→ WHAT YOU HAVE TO DO
Copy each line of the listing that includes "kotlinpoet".

→ PROVIDED RECORDS
********************
PR #194, opened 2017-08-18
Fix inconsistent FunSpec validation

Egorand:
Checks were only performed in `addFun()` and not in `addFunctions()`.

### DIFF
--- a/src/main/java/com/squareup/kotlinpoet/TypeSpec.kt
+++ b/src/main/java/com/squareup/kotlinpoet/TypeSpec.kt
@@ -478,7 +478,7 @@ class TypeSpec private constructor(builder: TypeSpec.Builder) {
     }
 
     fun addFunctions(funSpecs: Iterable<FunSpec>) = apply {
-      this.funSpecs += funSpecs
+      funSpecs.forEach { addFun(it) }
     }
 
     fun addFun(funSpec: FunSpec) = apply {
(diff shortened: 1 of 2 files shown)


Egorand:
@JakeWharton `addFuns()`?

JakeWharton:
I'm think we switch to just `addFunction`. We don't say add `val`, we say `addProperty`, so there's no need to use 'fun' here.

JakeWharton:
Can be separate PR.

src/main/java/com/squareup/kotlinpoet/TypeSpec.kt
```diff
@@ -478,15 +478,15 @@ class TypeSpec private constructor(builder: TypeSpec.Builder) {
     }
 
     fun addFunctions(funSpecs: Iterable<FunSpec>) = apply {
-      this.funSpecs += funSpecs
+      funSpecs.forEach { addFun(it) }
```
JakeWharton: BTW this could be a method ref
```kotlin
funSpecs.forEach(this::addFun)
```

Egorand: Nope, since `forEach` expects `(FunSpec) -> Unit`, and `addFun` is `(FunSpec) -> Builder`

JakeWharton: Ah, there's a bug to fix that.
********************
→ FINISHED EXERCISE
--- a/src/main/java/com/squareup/kotlinpoet/TypeSpec.kt
+++ b/src/main/java/com/squareup/kotlinpoet/TypeSpec.kt
src/main/java/com/squareup/kotlinpoet/TypeSpec.kt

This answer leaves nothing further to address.